Exercise instructions: Return each line of the data below that contains the string "carries".

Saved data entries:
PR #2618, opened 2026-08-07
fix(link): refuse conflicting #[library] attributions instead of last-writer-wins

### LINKED ISSUE #2529: link: duplicate #[library] attributions silently resolve last-writer-wins
## What

`bind_import_libraries` at `src/lang/driver/union.mach:433-437` inserts attributions with no conflict check, and the map's own docstring states "Registering the same key overwrites." So two modules each declaring `ext fun Sleep` under different `#[library]` values resolve by module order, silently.

#2510 added hard errors for claim-vs-claim and claim-vs-decorator conflicts, and its docs (`doc/language/ext-fun.md`, `doc/cli.md`) now present "claimed only once" as a global invariant — the prose asserts a symmetry the code does not have. Pre-existing, not introduced by #2510.

Additionally, the adjacent silent-drop shape in the same function: `if (is_some(lib)) { if (is_some(name)) { register } }` has no else, so a `#[library]` on a decl with no `export_name` would be silently dropped. It is currently unreachable — `register_ext_fun`/`register_ext_global` unconditionally default every ext decl's name and `scan_export_directives` recurses into comptime-if — but it is a silent-drop shape on an attribution path, which the project forbids.

## Fix

- Make decorator-vs-decorator conflict a hard error naming both declarations, matching the claim paths, then the docs become true as written
- Make the unreachable silent-drop branch an internal error

## Acceptance

- Conflicting decorators error naming both
- The unreachable branch is an internal error
- Docs accurate

octalide:
Closes #2529

## What

`bind_import_libraries` (`src/lang/driver/union.mach`) inserted every `#[library]` attribution into the session's link-name-keyed `import_libraries` map with no conflict check. That map overwrites on a repeated key, so two modules each declaring `ext fun Sleep` under different `#[library]` values resolved by module discovery order, silently. #2510 made claim-vs-claim and claim-vs-decorator hard errors and its docs present "claimed only once" as a global invariant, so the prose asserted a symmetry the code did not have.

Each link name's first attribution is now carried across the whole registration walk (a local `ImportAttribution` map: module FQN, source identifier, library), and a second declaration naming a different library is a hard error identifying both:

```
error: import 'Sleep' is attributed to library 'kernel32' by declaration 'Sleep' in module 'dup.a' and to library 'user32' by declaration 'Sleep' in module 'dup.b'; a symbol may name only one providing library
```

An identical repeat is accepted, matching `register_link_claims`: two declarations naming the same library name one provider.

### Silent-drop branch

The adjacent `if (is_some(lib)) { if (is_some(name)) { register } }` had no else, so a `#[library]` on a decl with no `export_name` was dropped without a word. It is unreachable today (`register_ext_fun` / `register_ext_global` default every `ext` decl's link name, and `scan_export_directives` recurses into comptime-if), but a silent drop on an attribution path is not an acceptable shape here. It is now `internal: ext decl carries a #[library] attribution but no link name`.

### Docs

`doc/language/ext-fun.md` and `doc/cli.md` now state the decorator-vs-decorator case explicitly, so "claimed only once" is true as written rather than describing only the claim paths.

## Tests

Two new tests in `src/lang/driver/tests.mach`:

- `mach.lang.driver:duplicate_library_attribution_names_both` — a three-module scaffold where `uniontest.a` and `uniontest.b` both declare `ext fun Sleep` under different libraries. Asserts the build fails and that the message names the symbol, both declarations, both modules, and both libraries.
- `mach.lang.driver:identical_library_attribution_accepted` — the same scaffold with both modules naming `kernel32`. Asserts the build succeeds **and** that `session.import_library("Sleep")` is `kernel32`, so the test verifies the attribution actually landed rather than only that nothing errored.

With both tests in place and `src/lang/driver/union.mach` reverted to `origin/dev`:

```
mach.lang.driver.tests                      178 ok     1 FAIL     3.2s
  FAIL  mach.lang.driver:duplicate_library_attribution_names_both  ./src/lang/driver/tests.mach:11341  (exit 1)

1168 passed, 1 failed, 1169 total
```

`identical_library_attribution_accepted` passes before the fix, as it must: it guards against the check over-firing, not the bug.

With the fix: `1169 passed, 0 failed, 1169 total`.

## Verification

- `mach test .` green (1169/1169)

### DIFF
--- a/doc/cli.md
+++ b/doc/cli.md
@@ -258,9 +258,13 @@ Two declarations supply it:
 Both write the same attribution, so a symbol may be claimed only once: a
 `symbols` entry that contradicts another entry's claim, or a `#[library]`
 decorator's, is an error naming both claimants rather than a silent
-order-dependent win. Repeating an identical claim is accepted, which is what an
+order-dependent win. The same holds between two `#[library]` decorators: two
+`ext` declarations resolving to one link name under different libraries are an
+error naming both declarations, so no attribution is decided by module load
+order. Repeating an identical claim is accepted, which is what an
 `export = true` entry reaching a consumer through both the cascade and its own
-manifest does.
+manifest does, and what two modules declaring the same binding under the same
+library do.
 
 On ELF the loader resolves imports by global search, so neither declaration
 changes the emitted binary; both are still validated against the link's
--- a/doc/language/ext-fun.md
+++ b/doc/language/ext-fun.md
@@ -147,6 +147,14 @@ ext fun WSAStartup(ver: u16, data: *u8) i32;
   manifest instead, by the `symbols` key on the `[link.X]` entry that supplies
   it; see [manifest.md](../manifest.md#linkname--link-requirements). The two
   declarations write the same attribution, so a symbol may be claimed only once.
+- "Only once" is checked across every declaration, and two `#[library]`
+  decorators are no exception. Two `ext` declarations that resolve to the same
+  link name but name different libraries are a hard error identifying both
+  (`import '<sym>' is attributed to library '<a>' by declaration '<d>' in module
+  '<m>' and to library '<b>' by declaration ...`), so which library the import
+  table names never depends on module load order. Two declarations naming the
+  *same* library are accepted: they name one provider, which is what a shared
+  binding declared in two modules does.
 
 `library` composes with `symbol`: the rename sets the imported symbol's name,
 `library` sets the dependency it is imported from. On one decl the import is emitted
--- a/src/lang/driver/tests.mach
+++ b/src/lang/driver/tests.mach
@@ -11333,3 +11333,85 @@ test "mach.lang.driver:embed_buffer_is_stable_across_warm_rebuilds" {
     session.dnit(?s);
     ret bad;
 }
+
+# two `ext` declarations pinning one link name to different libraries must be a
+# hard error naming both, not a silent load-order win (#2529). the session's
+# attribution map overwrites on a repeated key, so before the check which library
+# the import table named was decided by module discovery order
+test "mach.lang.driver:duplicate_library_attribution_names_both" {
+    var alloc: A.Allocator;
+    if (O.is_some[str](page.make(?alloc))) { ret 1; }
+    val sr: R.Result[session.Session, str] = session.init(?alloc);
+    if (R.is_err[session.Session, str](sr)) { ret 1; }
+    var s: session.Session = R.unwrap_ok[session.Session, str](sr);
+
+    var names: [3]str;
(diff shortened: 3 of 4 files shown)


octalide:
Follow-up commit: the missing-source-text branch now degrades the diagnostic instead of erroring. It is read only to name a declaration in the message, and every sibling reader in `union.mach` already degrades on an absent `SourceFile`. The conflict check is keyed on the link name, so detection and refusal are unaffected either way. Re-verified: `mach test .` 1169/1169, full linux int suite green, fixpoint holds.

octalide:
## Correction pushed: mutually exclusive comptime arms

While re-verifying I found that the conflict check as originally written rejected a legitimate and expected pattern — a target-conditional attribution:

```mach
    #[library("kernel32")]
    ext fun Sleep(ms: u32);
}
$or {
    #[library("c")]
    ext fun Sleep(ms: u32);
}
```

The arms are mutually exclusive, so calling them a contradiction asserts something untrue. Each declaration now carries the arm path it sits under, and a conflict is reported only between declarations that no `$if` chain separates.

The rule is decided from the source alone, never by evaluating a condition. I tried evaluating them (descending only into the selected arm, as lowering does) and it is the wrong place: this pass runs before sema, so `mach.lang.driver:layout_intrinsic_remaining_positions` started failing — a `$size_of` in a declaration-scope `$if` condition is sema's diagnostic to report, and evaluating here front-ran it.

### A separate pre-existing defect, not fixed here

On `dev`, independent of this PR, a target-conditional attribution binds to the **wrong arm**. The projection runs before a target selects an arm, so the last arm walked wins. Building the fixture above for windows on `dev`:

```
```

`c` is the `$or` arm — the one windows does not take. This PR leaves that exactly as it was on purpose; repairing it means projecting attributions after arm selection, which is a pass-ordering change well beyond #2529. Worth its own issue.

### Tests

- `mach.lang.driver:exclusive_comptime_arms_are_not_a_conflict` — the chain above builds clean and still registers an attribution.
- `mach.lang.driver:comptime_arm_does_not_mask_cross_module_conflict` — a second module contradicting the chain shares no arm with it, so that is still a conflict naming both. This is what keeps the exemption from becoming a blanket amnesty for anything near a `$if`.

Demonstrated failing before the exemption (with `arms_exclusive` removed so every meeting reports):

```
  FAIL  mach.lang.driver:exclusive_comptime_arms_are_not_a_conflict  ./src/lang/driver/tests.mach:11574  (exit 1)
1189 passed, 1 failed, 1190 total
```

After: `1190 passed, 0 failed, 1190 total`. Full linux int suite green, fixpoint holds.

Completed task:
The adjacent `if (is_some(lib)) { if (is_some(name)) { register } }` had no else, so a `#[library]` on a decl with no `export_name` was dropped without a word. It is unreachable today (`register_ext_fun` / `register_ext_global` default every `ext` decl's link name, and `scan_export_directives` recurses into comptime-if), but a silent drop on an attribution path is not an acceptable shape here. It is now `internal: ext decl carries a #[library] attribution but no link name`.
The arms are mutually exclusive, so calling them a contradiction asserts something untrue. Each declaration now carries the arm path it sits under, and a conflict is reported only between declarations that no `$if` chain separates.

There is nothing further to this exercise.